American Association of Bovine Practitoners

Research Summary - 2

Measuring pathogen specificity of IgG in milk replacers and the potential for supplementing with pathogen-specific IgY

Date/Time:	9/12/2025 14:15
Author:	Roger L Saltman
Clinic:	RLS Management Solutions LLC
City, State, ZIP:	Cazenovia, NY 13035

R. L. Saltman, DVM, MBA ; S. W. Jones, PhD ; M. Tollefson, BS ;
¹RLS Management Solutions LLC, Cazenovia, NY 13035
²Arkion Life Sciences, New Castle, DE 19720

Introduction:

Milk Replacers (MRs) are formulated to provide calves with the nutrients necessary for growth. Milk-based protein sources contain varying amounts of IgG that can provide the calf with enteric immunity by binding to pathogens for removal from the GI tract. There is very little literature that refers to this potential passive immunity offered by milk-based MR components and no previous work to demonstrate the relative levels of this passive immunity in specific MR formulations.
The Objective of this study was to develop a method to determine the total amount of IgG present in five commercial MRs as well as the specificity to common causes of calf scours. Next, the improvement in specific antibody titers was evaluated by adding IgY, the avian equivalent to IgG, to the MR. The IgY egg powder (EggTek®-C) was harvested from the eggs of chickens inoculated with multiple killed enteric calf pathogens.

Materials and methods:

Five commercial MRs were randomized and reconstituted following manufacturers’ instructions. Total IgG titers were measured using a Bovine IgG ELISA Kit (ICL, Inc.). IgG was purified from each MR by: 1) acidifying the sample to remove casein, 2) precipitating the IgG with ammonium sulfate, 3) purification through a Protein A column, and 4) dialysis against PBS. The purified IgG was then conjugated to a horseradish peroxidase (HRP, Abcam Ltd) and used in direct ELISAs to measure antigen specificity against: bovine rotavirus, bovine coronavirus, Crypto. parvum, E. coli, and Salmonella Dublin. The amount of IgG tested for each MR was equivalent to a 10 oz. dose of MR. Specificity results were determined using A450 values (absorbance at 450 nm) providing a measure of the amount of antibody bound to the pathogen. ANOVA comparison of least significant difference was performed at a significance level of 0.05. IgY was then purified from the egg powder and labeled with HRP. The equivalent of a 2 g dose of the IgY egg powder was added to each MR and assayed against the same pathogens.
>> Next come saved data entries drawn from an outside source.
Issue #102, opened 2016-06-25
Change the current campaign file format to a directory


rkathey:
Some benefits include
Ability to store database files
Ability to work on macros (both JS and MTScript outside MapTool

Darinth:
Is the interest here in removing the usage of zip files, or just splitting content.xml into multiple small files within the zip?

If we are we talking about entirely eliminating the usage of zip files so that a single campaign is actually multiple files rather than a single zipped file, then while I can see benefits to it, I'd actually disagree with the change on the grounds of 'keeping it simple for the average user'. One of the benefits of a single zip file is that A: users who don't know what they're doing can't make mistakes. B: Transfering the campaign file to another person is trivially easy.

The campaign files are already zip files and should be able to store database information and once you know that the campaign files are just zip files, you can actually open them up and work on macros outside of MT. What might make more sense (at least to me) is to start pulling some of the content out of content.xml (I believe that's the file that contains all of the campaign details) and move some of that into it's own files inside of the zip.

kayila:
I see no solid reason why we can't have the directory format and then zip the folter to get a single file campaign. Both can probably be supported

Jaggeroth:
Yes, I think the desire is to have both. But if you can explode a campaign file into a directory structure then the option of storing said campaign in a source control system becomes a very practical option.

Darinth:
I don't know that I ever would've considered storing a campaign file in a source control system, even though it makes perfect sense and is honestly a compelling reason to have the option of working on maptool campaigns as directories.

It doesn't seem to make a huge amount of sense to be always doing both all of the time, but at a minimum I acknowledge the benefits of having an option to save maptool campaigns into a directory structure over having them zipped.

oliver-szymanski:
Started coding this, will ping when I have a workable/testable solution

JamzTheMan:
I know @cwisniew had done some Proofs on this.

@cwisniew do you have any design requirements for this?

oliver-szymanski:
I got the save/load to work already.

Just need to check how/if to split content to multiple files.

kayila:
I thought the whole point of this was to split the content into different
files?

oliver-szymanski:
Sure, but first I had to start with saving/loading/exporting it as a directory. Works now. 

Now I'm at splitting in files.

oliver-szymanski:
All done, will test it a bit before creating the PR

oliver-szymanski:
[...]

PR #371, opened 2019-03-23
Load save split directories 102

oliver-szymanski:
This enhancement #102 allows you to:

- save files as a directory structure instead of a cmpgn (zipped) file
; therefore you use git or another source control system to manage them and you can open/check files with an editor (only experts should do the latter)
- it splits the big content.xml file in multiple files per campaign/zone/token/macros; make it easier when using a source control system to detect/manage changes
- it puts the actual macro code in a ".macro" plain text file, so you can edit the code easily with any editor if you like
- allows to copy whole zones or just tokens or macros between campaigns; e.g. have a base map with all your macros and use that from a linked shared folder. so you can have lots of campaign sharing code

---
This change is [Reviewable](https://reviewable.io/reviews/rptools/maptool/371)


oliver-szymanski:
I know I could have rewrote the whole load/save mechanism, but I tried to have as less impact as possible to have no issues in export/save/save as/autosave/backup. So this solution is based on the existing save/load mechanisms

JamzTheMan:
@cwisniew Since we have an extra week (next release end of April?) do we want to merge this now and start reviewing/testing? Pending code review of course...

Azhrei:
Since Craig implied that revert wasn’t as clean as he thought it’d be, should we create a new branch off develop to test such a big change?  It would make it easier to remove later (just delete the branch).  We can still tag it so the CIs generate builds...

JamzTheMan:
Yea, good idea. I'll create a feature branch so we can at least run from source and test but not block/disrupt other 1.5.2 dev work.

@rkathey or @phergus Let me know if you need a RC for this but I think you guys can checkout the branch and run ok.

oliver-szymanski:
> Reviewed 14 of 14 files at r1.
> Reviewable status: all files reviewed, 3 unresolved discussions (waiting on @Azhrei, @cwisniew, and @oliver-szymanski)
> 
> 
> src/main/java/net/rptools/maptool/client/AppConstants.java, line 67 at r1 (raw file):
> 
>   public static final String CAMPAIGN_FILE_EXTENSION = ".cmpgn";
>   public static final String CAMPAIGN_DIRECTIORY_EXTENSION = "";
> 
> Do we want to use a extension of some sort? It may be helpful to denote everything in the campaign dir is for save only (but I assume you ignore other content added, like if we dumped a pdf or something in the directory?)
> Oh, ok, I see later you have the file filter as .cmpgndir so probably should set it here and use the constants in MapToolFrame below...
> 
> src/main/java/net/rptools/maptool/client/ui/MapToolFrame.java, line 236 at r1 (raw file):
> 
>       new MTFileFilter("cmpgn", I18N.getText("file.ext.cmpgn"));
>   private final FileFilter campaignDirectoryFilter =
>       new MTFileFilter("cmpgndir", I18N.getText("file.ext.cmpgnDirectory"), true);
> 
> We should use the defined constants here...
> 
> src/main/java/net/rptools/maptool/util/PersistenceUtil.java, line 557 at r1 (raw file):
> 
>     fileName = fileName.replace("'", "_");
>     fileName = fileName.replace("#", "_");
>     return fileName;
> 
> We don't have something like this already? Maybe in the lib? Could be a single regular expression.  There could also be one in Apache lib?

No idea. If you know I'm happy to change :)

Phergus:
@JamzTheMan No need for RC for initial testing.  Checkout and build from shell is fine.

JamzTheMan:
In MapToolFrame you have the filter set/hard coded to cmpgndir.  Although, is there a reason to just not use .cmpgn? It's the same extension BUT it is a dir vs file so it shouldn't confuse anything.

The downside of dir is we can never to file association with it (unless we through a file inside the dir that we associate with?)  Not a major concern, just popped in my head.

oliver-szymanski:
> In MapToolFrame you have the filter set/hard coded to cmpgndir.  Although, is there a reason to just not use .cmpgn? It's the same extension BUT it is a dir vs file so it shouldn't confuse anything.
> The downside of dir is we can never to file association with it (unless we through a file inside the dir that we associate with?)  Not a major concern, just popped in my head.

See answer in my response above. So basically the one in MTFileFilter is not used at all. I'm not sure if a suffix for directories is good or not, still a bit undecided. I like it on Mac, but there its much better supported to look as a file

Azhrei:
TL;DR on my phone, but an extension for top-level dir would be good on Mac since we can later set a file association for it (we don’t do that now, but I had plans for it).  However, not sure what happens if that extension is then used for a regular file!  I’ll test and reply here.

JamzTheMan:
> TL;DR on my phone, but an extension for top-level dir would be good on Mac since we can later set a file association for it (we don’t do that now, but I had plans for it). However, not sure what happens if that extension is then used for a regular file! I’ll test and reply here.

Yea, wasn't sure if association would work with directories?
If it does work, then technically we would want both files and dirs associated to MapTool and load appropriately anyway.

Javapackager supposedly supported associations but I couldn't figure it out (documentation sucks) and it may only work if you used ant config.  I was going to wait and see if the new jpackager supports it.

Azhrei:
On the Mac at least, there’s a script we can supply that the packager will use when building.  The script can do the work.  Worst case, a similar PowerShell script on Windows and Bash script on Linux...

Paired T-Tests were performed at a significance level of 0.05.

Results:

Total IgG (mg/g MR) varied among the MRs with values of 2.01 mg/g in MR B, 3.76 mg/g in MR C, 5.65 mg/g in MR D, 11.09 mg/g in MR A, and 12.16 mg/g in MR E. All levels were significantly different except MR A was not different from MR E. The antigen specific A450 values also varied significantly among the MRs, but surprisingly, they did not necessarily correlate with the total IgG levels. For example, the A450 value against bovine rotavirus were 0.009 for MR B, 0.031 for MR C, 0.128 for MR D, 0.136 for MR A, and 0.301 for MR E. Though the total IgY of MR A and MR E were relatively close, the specific bovine rotavirus titer in MR A was more comparable to MR D. This was seen for all the antigens, where MR D generally had numerically higher A450 values than MR A.
When the equivalent of 2 g of the IgY egg powder was added to the 10 oz dose of MRs, the specific A450 values improved for all antigens and MRs. The increase in A450 was statistically significant (p-value < 0.05) for all antigens and MRs except for Salmonella Dublin for MR E, which increased from 0.437 to 0.478 with IgY. For the other antigens, the magnitude of the A450 increase depended on the MR. For example, total Ig against E. coli for MR A increased from 0.131 to 0.401 (a 200% increase), while E. coli Ig for MR E increased from 0.494 to 0.643 (a 30% increase). MR B had the highest average improvements (~2,000%), followed by MR C (~600% improvement), MR A (~150% improvement), MR D (~90% improvement), and MR E (~20% improvement).

Significance:

This analysis highlights the importance of testing not only the total IgG level but the specificity of the IgG to ensure potential effectiveness against enteric pathogens. Results show that not all protein sources or MRs are the same with some having more IgG against enteric pathogens than others. The addition of a hyperimmunized egg powder to MRs can significantly improve specific titers for enteric pathogens.